Ryan McFarland, Founder & CEO of Strider Bikes.

Consumer goods brands feel a constant tension: the push for short-term sales vs. the pull of long-term brand value. Consumers feel it, as well. Take a step away from your business and think about how many times you’ve seen a company come out with a new model every year that’s supposed to be better than ever. Supposedly, they’ve worked out all the kinks. That is, until next year rolls around.

From the business side, this cycle persists because so many brands focus on churning out products that are designed for rapid turnover. The easiest example to point to is your phone. You know it’s designed to go obsolete so that you have to buy a new one every couple of years. We begrudgingly accept this as a reality because it has become the industry standard for a product we now can’t seem to live without.

But what about businesses that take the opposite approach? While many brands are worried that their company can’t survive without creating new opportunities for short-term sales, I argue that companies that build lasting products are better positioned for long-term success. Even as they sacrifice potential sales in the short term, this dedication is an investment in brand trust and customer loyalty.

The Business Case For Durability

My world is the children’s toy industry, where our customers—largely parents and grandparents—are very comfortable spending $20 to $30 on a toy that they know is not going to last. The consumer sees their purchase as a short-term-use throwaway item because that has become the industry standard. Toy companies routinely make toys that don’t last, understanding that they can win their customers’ dollars if the price is right, then win it again when the toy breaks, or gets lost, or the child outgrows the toy.

That might work in the short term, but that toy is not likely to win rave reviews and repeat customers for years. You’re not going to recommend to your friends a toy that you know won’t last. In order to win repeat business, that toy company then has to pour more money into brainstorming, manufacturing and marketing new products.

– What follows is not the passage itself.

PR #3388, opened 2022-09-12
Vay Deposition: Filter D, Exchange Guard Cells of J

EZoni:
Replace #3208 using the new functions introduced in #3222.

As a result, they’ve built a brand that has a recognizable stamp because of the volume of products in the marketplace, but they haven’t built a reputation for reliability or created social capital in a readily recognizable product.

Now, let’s consider the economics of producing a toy that is built for long-term use. My own company has heard from families who have passed down our bikes to their siblings, cousins, neighborhood kids and beyond. I’ll be honest, I’ve had a lot of discussions about whether or not this is a good thing. Selling a product that can last 10+ years inherently limits sales opportunities.

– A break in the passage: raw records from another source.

PR #3323, opened 2022-08-18
Add warning to set zmin and zmax for ion-acc example

n01r:
This PR adds a warning to the documentation of the laser-ion acceleration example to set `<species>.zmin / zmax / xmin / ... ` for simulations of highly dense, spatially confined/limited targets to avoid particle creation throughout the whole box which could lead to memory overflows on the device.

It also changes the ion acceleration example use these parameters.

PR #3392, opened 2022-09-13
Improve memory footprint for ParticleInitialize

RevathiJambunathan:
This PR solves the issue #3335  where we run out of memory when initializing particles within a region whose bounding box area is larger than the profile itself.

- [ ] docs: remove outdated recommendation paragraph from https://github.com/ECP-WarpX/WarpX/pull/3323#discussion_r1005011585

To recreate the issue, particles are initialized in a spherical ring as shown below 
Screenshot from 2022-09-13 09-27-52

On crusher I tried the following : 
1. Run development with the input (attached below) with random initialilization with 512 particles per cell (to exaggerate the error)
This simulation ran out of memory on crusher with the following message
```
amrex::Abort::0::Out of gpu memory. Free: 529225728 Asked: 574015488 !!!
SIGABRT
See Backtrace.0 file for details
MPICH ERROR [Rank 0] [job id 180341.5] [Tue Sep 13 11:58:51 2022] [crusher131] - Abort(6) (rank 0 in comm 496): application called MPI_Abort(comm=0x84000000, 6) - process 0

srun: error: crusher131: task 0: Exited with exit code 6
srun: launch/slurm: _step_signal: Terminating StepId=180341.5
```

2. With this PR, the same input file generates the spherical ring. 

To validate the implementation and ensure same number of particles are injected, I also did uniform particle injection and the total particles injected is the same (2 particles per cell per direction in this case). 
I also did a random number injection case with fewer particles and the difference in total particles were approximately equal with some difference that we can attribute to the randomness.

```
# Description:
#
# This initializes the electrons and positrons within a sphere
#

max_step = 1
amr.n_cell = 128 128 128
amr.max_grid_size = 32
amr.blocking_factor = 32
amr.max_level = 0
geometry.coord_sys   = 0                  # 0: Cartesian
geometry.dims = 3
geometry.prob_lo     = 0.0 0.0 0.0
geometry.prob_hi     = 8 8 8
boundary.field_lo = pml pml pml
boundary.field_hi = pml pml pml


algo.maxwell_solver = yee
warpx.verbose = 1
warpx.do_dive_cleaning = 0
warpx.use_filter = 1
warpx.cfl = .95
warpx.do_pml_in_domain = 1
warpx.pml_has_particles = 1
warpx.do_pml_j_damping = 1

my_constants.xc  = 4.
my_constants.yc  = 4.
my_constants.zc  = 4.
my_constants.dens = 1.e16
algo.particle_shape = 3
my_constants.r0 = 3
my_constants.dR = 0.25
particles.species_names = plasma_e plasma_p

plasma_e.charge = -q_e
plasma_e.mass = m_e
plasma_e.injection_style = "NRandomPerCell"
plasma_e.num_particles_per_cell = 512
#plasma_e.injection_style = "NUniformPerCell"
#plasma_e.num_particles_per_cell_each_dim = 2 2 2
plasma_e.profile = parse_density_function
plasma_e.density_function(x,y,z) = "( ((( (z-zc)*(z-zc) + (y-yc)*(y-yc) + (x-xc)*(x-xc) )^(0.5))<=(r0 + dR)) * ((( (z-zc)*(z-zc) + (y-yc)*(y-yc) + (x-xc)*(x-xc) )^(0.5))>=(r0-dR)) )*dens"
plasma_e.momentum_distribution_type = parse_momentum_function
## Inject stationary pairs
plasma_e.momentum_function_ux(x,y,z) = "0.0"
plasma_e.momentum_function_uy(x,y,z) = "0.0"
## uz is always 0 for the injection methods above
plasma_e.momentum_function_uz(x,y,z) = "0.0"
plasma_e.do_continuous_injection = 0
plasma_e.density_min = 0.1

plasma_p.charge = q_e
plasma_p.mass = m_e
plasma_p.injection_style = "NRandomPerCell"
plasma_p.num_particles_per_cell = 512 
plasma_p.profile = parse_density_function
plasma_p.density_function(x,y,z) = "( ((( (z-zc)*(z-zc) + (y-yc)*(y-yc) + (x-xc)*(x-xc) )^(0.5))<=(r0 + dR)) * ((( (z-zc)*(z-zc) + (y-yc)*(y-yc) + (x-xc)*(x-xc) )^(0.5))>=(r0-dR)) )*dens"
#plasma_p.injection_style = "NUniformPerCell"
#plasma_p.num_particles_per_cell_each_dim = 2 2 2
plasma_p.momentum_distribution_type = parse_momentum_function
## Inject stationary pairs
plasma_p.momentum_function_ux(x,y,z) = "0.0"
plasma_p.momentum_function_uy(x,y,z) = "0.0"
## uz ip always 0 for the injection methods above
plasma_p.momentum_function_uz(x,y,z) = "0.0"
plasma_p.do_continuous_injection = 0
plasma_p.density_min = 0.1

diagnostics.diags_names = plt
plt.diag_type = Full
plt.intervals = 1
plt.fields_to_plot = Ex Ey Ez Bx By Bz jx jy jz rho

warpx.reduced_diags_names = PartNum
PartNum.intervals = 1
PartNum.type = ParticleNumber
```

### DIFF
--- a/Source/Particles/PhysicalParticleContainer.cpp
+++ b/Source/Particles/PhysicalParticleContainer.cpp
@@ -990,41 +990,22 @@ PhysicalParticleContainer::AddPlasma (int lev, RealBox part_realbox)
                     r = 1;
                 }
                 pcounts[index] = num_ppc*r;
-                // update pcount by checking which particles have non-zero density
-                int flag_pcount = 0;
-                for (int ip = 0; ip < num_ppc*r; ++ip) {
-                    amrex::Real dens1 = 0;
-                    amrex::Real dens2 = 0;
-                    amrex::Real dens3 = 0;
-                    amrex::Real dens4 = 0;
-                    amrex::Real dens5 = 0;
-                    amrex::Real dens6 = 0;
-                    amrex::Real dens7 = 0;
-                    amrex::Real dens8 = 0;
-                    // To ensure density parser does not encounter erroneous
-                    // arithmetic operation, such as log(0) or sqrt(-1)
-                    // check if cell-corner is within injection bounds
-                    if (inj_pos->insideBounds(lo.x, lo.y, lo.z))
-                        dens1 = inj_rho->getDensity(lo.x, lo.y, lo.z);
-                    if (inj_pos->insideBounds(lo.x, lo.y, hi.z))
-                        dens2 = inj_rho->getDensity(lo.x, lo.y, hi.z);
-                    if (inj_pos->insideBounds(lo.x, hi.y, lo.z))
-                        dens3 = inj_rho->getDensity(lo.x, hi.y, lo.z);
-                    if (inj_pos->insideBounds(hi.x, lo.y, lo.z))
-                        dens4 = inj_rho->getDensity(hi.x, lo.y, lo.z);
-                    if (inj_pos->insideBounds(lo.x, hi.y, hi.z))
-                        dens5 = inj_rho->getDensity(lo.x, hi.y, hi.z);
-                    if (inj_pos->insideBounds(hi.x, lo.y, hi.z))
-                        dens6 = inj_rho->getDensity(hi.x, lo.y, hi.z);
-                    if (inj_pos->insideBounds(hi.x, hi.y, lo.z))
-                        dens7 = inj_rho->getDensity(hi.x, hi.y, lo.z);
-                    if (inj_pos->insideBounds(hi.x, hi.y, hi.z))
-                        dens8 = inj_rho->getDensity(hi.x, hi.y, hi.z);
-                    if (  dens1 > 0 || dens2 > 0 || dens3 > 0 || dens4 > 0
-                       || dens5 > 0 || dens6 > 0 || dens7 > 0 || dens8 > 0) {
-                        flag_pcount = 1;
-                    }
-                }
+                // update pcount by checking if cell-corners or cell-center
+                // has non-zero density
+                const auto xlim = GpuArray<Real, 3>{lo.x,(lo.x+hi.x)/2._rt,hi.x};
+                const auto ylim = GpuArray<Real, 3>{lo.y,(lo.y+hi.y)/2._rt,hi.y};
+                const auto zlim = GpuArray<Real, 3>{lo.z,(lo.z+hi.z)/2._rt,hi.z};
+
+                const auto checker = [&](){
+                    for (const auto& x : xlim)
+                        for (const auto& y : ylim)
+                            for (const auto& z : zlim)
+                                if (inj_pos->insideBounds(x,y,z)) {
+                                    if (inj_rho->getDensity(x,y,z) > 0) return 1;
+                                }
+                    return 0;
+                };
+                const int flag_pcount = checker();
                 if (flag_pcount == 1) {
                     pcounts[index] = num_ppc*r;
                 } else {
@@ -1038,6 +1019,8 @@ PhysicalParticleContainer::AddPlasma (int lev, RealBox part_realbox)
             amrex::ignore_unused(j,k);
 #endif
         });
+        // Need synchronize since we have tmp xlim, ylim, zlim arrays
+        amrex::Gpu::synchronize();
 
         // Max number of new particles. All of them are created,
         // and invalid ones are then discarded
--- a/Source/Particles/PhysicalParticleContainer.cpp
+++ b/Source/Particles/PhysicalParticleContainer.cpp
@@ -993,14 +993,33 @@ PhysicalParticleContainer::AddPlasma (int lev, RealBox part_realbox)
                 // update pcount by checking which particles have non-zero density
                 int flag_pcount = 0;
                 for (int ip = 0; ip < num_ppc*r; ++ip) {
-                    amrex::Real dens1 = inj_rho->getDensity(lo.x, lo.y, lo.z);
-                    amrex::Real dens2 = inj_rho->getDensity(lo.x, lo.y, hi.z);
-                    amrex::Real dens3 = inj_rho->getDensity(lo.x, hi.y, lo.z);
-                    amrex::Real dens4 = inj_rho->getDensity(hi.x, lo.y, lo.z);
-                    amrex::Real dens5 = inj_rho->getDensity(lo.x, hi.y, hi.z);
-                    amrex::Real dens6 = inj_rho->getDensity(hi.x, lo.y, hi.z);
-                    amrex::Real dens7 = inj_rho->getDensity(hi.x, hi.y, lo.z);
-                    amrex::Real dens8 = inj_rho->getDensity(hi.x, hi.y, hi.z);
+                    amrex::Real dens1 = 0;
+                    amrex::Real dens2 = 0;
+                    amrex::Real dens3 = 0;
+                    amrex::Real dens4 = 0;
+                    amrex::Real dens5 = 0;
+                    amrex::Real dens6 = 0;
+                    amrex::Real dens7 = 0;
+                    amrex::Real dens8 = 0;
+                    // To ensure density parser does not encounter erroneous
+                    // arithmetic operation, such as log(0) or sqrt(-1)
+                    // check if cell-corner is within injection bounds
+                    if (inj_pos->insideBounds(lo.x, lo.y, lo.z))
+                        dens1 = inj_rho->getDensity(lo.x, lo.y, lo.z);
+                    if (inj_pos->insideBounds(lo.x, lo.y, hi.z))
+                        dens2 = inj_rho->getDensity(lo.x, lo.y, hi.z);
+                    if (inj_pos->insideBounds(lo.x, hi.y, lo.z))
+                        dens3 = inj_rho->getDensity(lo.x, hi.y, lo.z);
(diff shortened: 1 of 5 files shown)


Source/Particles/PhysicalParticleContainer.cpp
```diff
@@ -986,6 +986,29 @@ PhysicalParticleContainer::AddPlasma (int lev, RealBox part_realbox)
                     r = 1;
                 }
                 pcounts[index] = num_ppc*r;
+                // update pcount by checking which particles have non-zero density
+                int flag_pcount = 0;
+                for (int ip = 0; ip < num_ppc*r; ++ip) {
+                    const XDim3 r_loc =
+                        inj_pos->getPositionUnitBox(ip, lrrfac, amrex::RandomEngine{});
+                    amrex::Real dens1 = inj_rho->getDensity(lo.x, lo.y, lo.z);
```
atmyers: Are you sure this will do the correct thing in 1D / 2D / 2D RZ geometry?

RevathiJambunathan: oops. forgot to remove this when cleaning it up

Source/Particles/PhysicalParticleContainer.cpp
```diff
@@ -986,6 +986,29 @@ PhysicalParticleContainer::AddPlasma (int lev, RealBox part_realbox)
                     r = 1;
                 }
                 pcounts[index] = num_ppc*r;
+                // update pcount by checking which particles have non-zero density
+                int flag_pcount = 0;
+                for (int ip = 0; ip < num_ppc*r; ++ip) {
+                    const XDim3 r_loc =
+                        inj_pos->getPositionUnitBox(ip, lrrfac, amrex::RandomEngine{});
```
RevathiJambunathan:
```suggestion
```

Source/Particles/PhysicalParticleContainer.cpp
```diff
@@ -986,6 +986,27 @@ PhysicalParticleContainer::AddPlasma (int lev, RealBox part_realbox)
                     r = 1;
                 }
                 pcounts[index] = num_ppc*r;
+                // update pcount by checking which particles have non-zero density
```
RevathiJambunathan:
```suggestion
                // Flag cells for pcount injection if at-least one cell-corner
                // gives a non-zero density

```

Source/Particles/PhysicalParticleContainer.cpp
RevathiJambunathan: and will test for 1D/2D/RZ

Source/Particles/PhysicalParticleContainer.cpp
```diff
@@ -986,6 +986,46 @@ PhysicalParticleContainer::AddPlasma (int lev, RealBox part_realbox)
...
+                    if (inj_pos->insideBounds(hi.x, lo.y, lo.z))
+                        dens4 = inj_rho->getDensity(hi.x, lo.y, lo.z);
+                    if (inj_pos->insideBounds(lo.x, hi.y, hi.z))
+                        dens5 = inj_rho->getDensity(lo.x, hi.y, hi.z);
+                    if (inj_pos->insideBounds(hi.x, lo.y, hi.z))
+                        dens6 = inj_rho->getDensity(hi.x, lo.y, hi.z);
+                    if (inj_pos->insideBounds(hi.x, hi.y, lo.z))
+                        dens7 = inj_rho->getDensity(hi.x, hi.y, lo.z);
+                    if (inj_pos->insideBounds(hi.x, hi.y, hi.z))
+                        dens8 = inj_rho->getDensity(hi.x, hi.y, hi.z);
```
RevathiJambunathan: @atmyers it was necessary to actually check insideBounds for all the points where we compute density
Otherwise I get an erroneous arithmetic operation especially for functions like `log(x)` where x is 0
Overlap checks if cell(lo,hi) are within particles bounds. 
So if hi is within particle min,max, then density would be computed for the lo as well .

Because of this -- I need to add a little buffer for test-cases such that cell-corners satisfy the insideBound condition.

lucafedeli88: Maybe this could be made more compact by doing something like (unless you need the densities):
```
const auto xlim = GpuArray<Real, 2>{lo.x,hi.x};
const auto ylim = GpuArray<Real, 2>{lo.y,hi.y};
const auto zlim = GpuArray<Real, 2>{lo.z,hi.z};

const auto checker = [&](){
    for (const auto& x : xlim)
        for (const auto& y : ylim)
            for (const auto& z : zlim)
                if (inj_pos->insideBounds(x,y,z) &&  inj_rho->getDensity(x,y,z) > 0) return 1;
    return 0;
};

const auto flag_pcount = checker();
```

RevathiJambunathan: oh thank you @lucafedeli88 !! 
I ll test this and then add it!

Source/Particles/PhysicalParticleContainer.cpp
```diff
@@ -994,6 +1015,8 @@ PhysicalParticleContainer::AddPlasma (int lev, RealBox part_realbox)
             amrex::ignore_unused(j,k);
 #endif
         });
+        // Need synchronize since we have tmp xlim, ylim, zlim arrays
+        amrex::Gpu::synchronize();
```
RevathiJambunathan: is this needed?

Source/Particles/PhysicalParticleContainer.cpp
```diff
@@ -986,6 +986,27 @@ PhysicalParticleContainer::AddPlasma (int lev, RealBox part_realbox)
...
+                const auto xlim = GpuArray<Real, 3>{lo.x,(lo.x+hi.x)/2._rt,hi.x};
+                const auto ylim = GpuArray<Real, 3>{lo.y,(lo.y+hi.y)/2._rt,hi.y};
+                const auto zlim = GpuArray<Real, 3>{lo.z,(lo.z+hi.z)/2._rt,hi.z};
+
+                const auto checker = [&](){
+                    for (const auto& x : xlim)
+                        for (const auto& y : ylim)
+                            for (const auto& z : zlim)
+                                if (inj_pos->insideBounds(x,y,z)) {
+                                    if (inj_rho->getDensity(x,y,z) > 0) return 1;
```
RevathiJambunathan: need to compute `getDensity` only if position is within particle bounds so that we dont run into density profiles with terms including log(0) or sqrt(-ve)

RevathiJambunathan:
@atmyers for the two tests cases that fail, 
the differences in checksums are very small. Do you agree? 
I checked `level_thinning` case and found that the particles injected are the same. 
I changed particle min,max in the input file.

ax3l:
@RevathiJambunathan can you potentially plot the final density and E fields of the two failing tests `LaserIonAcc2d` and `leveling_thinning`? Just to be sure.

RevathiJambunathan:
> @RevathiJambunathan can you potentially plot the final density and E fields of the two failing tests `LaserIonAcc2d` and `leveling_thinning`? Just to be sure.

oh sure! I am just seeing your comment here!

ax3l:
We added a note about the old cutoff recommendation in https://github.com/ECP-WarpX/WarpX/pull/3323#discussion_r1005011585

We can remove that when this PR is getting merged :)
(please rebase / merge `development`)

Source/Particles/PhysicalParticleContainer.cpp
atmyers: I don't think so - a streamSynchronize is implied by the below can to `ExclusiveScan`.

atmyers:
I agree that the test can simply be reset - could you rebase and do that, then I think this can be merged?

RevathiJambunathan:
@atmyers Thank you. 
Ys. I will rebase and let the tests run again and reset them!

Source/Particles/PhysicalParticleContainer.cpp
RevathiJambunathan: thank you. I will remove it then

Source/Particles/PhysicalParticleContainer.cpp
lucafedeli88: if you want to avoid the nested ifs, this should be fine:
`if(inj_pos->insideBounds(x,y,z) &&  inj_rho->getDensity(x,y,z) > 0)` 
I think that C++ standard guarantees that `inj_rho->getDensity(x,y,z) > 0` will never be evaluated if `inj_pos->insideBounds(x,y,z)` is false

RevathiJambunathan: ah okay :) Thank you!

RevathiJambunathan:
Charge density and Efield from LaserIonAcc2D test (updated checksum benchmark in [f177e98](https://github.com/ECP-WarpX/WarpX/pull/3392/commits/f177e98225f93b8ee260163df800be5dcae81ba5))
Screenshot from 2022-12-09 13-14-58

Distribution of resampled particles for leveling_thinning test compared to development.
(updated checksum in [f177e98](https://github.com/ECP-WarpX/WarpX/pull/3392/commits/f177e98225f93b8ee260163df800be5dcae81ba5))

Screenshot from 2022-12-09 13-15-11

atmyers (approved):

You could certainly argue a company would be more profitable if its products broke down after one child was finished with them. That’s durable enough to make a family happy while still earning new sales. After nearly two decades in this industry, however, I’ve learned the business strength of durability.

The Value Of Customer Loyalty

Toys that last don’t get new sales right away, but they can win unmatched brand loyalty. Even at a higher price point, parents buy the next level of the toy for their growing child, or they’ll buy the toy again for their nieces and nephews. Perhaps more important than all of that, they spread the word. When parents see how tough and adaptable a toy is, they are more likely to become evangelists for that brand.

This goes way beyond making a single new purchase. Brand evangelists will tell their friends, “This toy is now on its third kid and they all love it” and write positive reviews, posting pictures of a well-loved toy. While that might mean a less units sold to that family, it also means the brand has gained a lifelong customer who will recommend the toy to everyone in their circle.

This reputation for quality can also play a huge role in purchase decisions. In today’s world of endless choices, many consumers rely on reviews, ratings and word-of-mouth recommendations. I believe that brands that focus on durability, regardless of industry, can win overwhelmingly positive customer feedback, which can, in turn, make it easier for new buyers to choose that brand with confidence. A high-quality product that has stood the test of time builds trust—something no amount of marketing dollars or new product lines can replicate.

Legacy Over Disposability

As consumers, we’re too used to seeing products that are rushed to market in the name of short-term sales. Frequent redesigns and products that fall apart create waste and frustration, even if they sell more units.

By deliberately avoiding that path and prioritizing durability and adaptability over planned obsolescence, your company can earn deeper trust. You can gain customers who better understand the value they’re getting for the price and urge their inner circle to trust that the slightly higher price tag is well worth the spend. In my experience, this kind of brand fandom can only happen when you put every effort toward making a product that is a constant presence in your customers’ homes for years.

When you can do that, you’ve built a brand that people believe in, products that people want to buy and a company that people are proud to support. That’s a business model built to endure.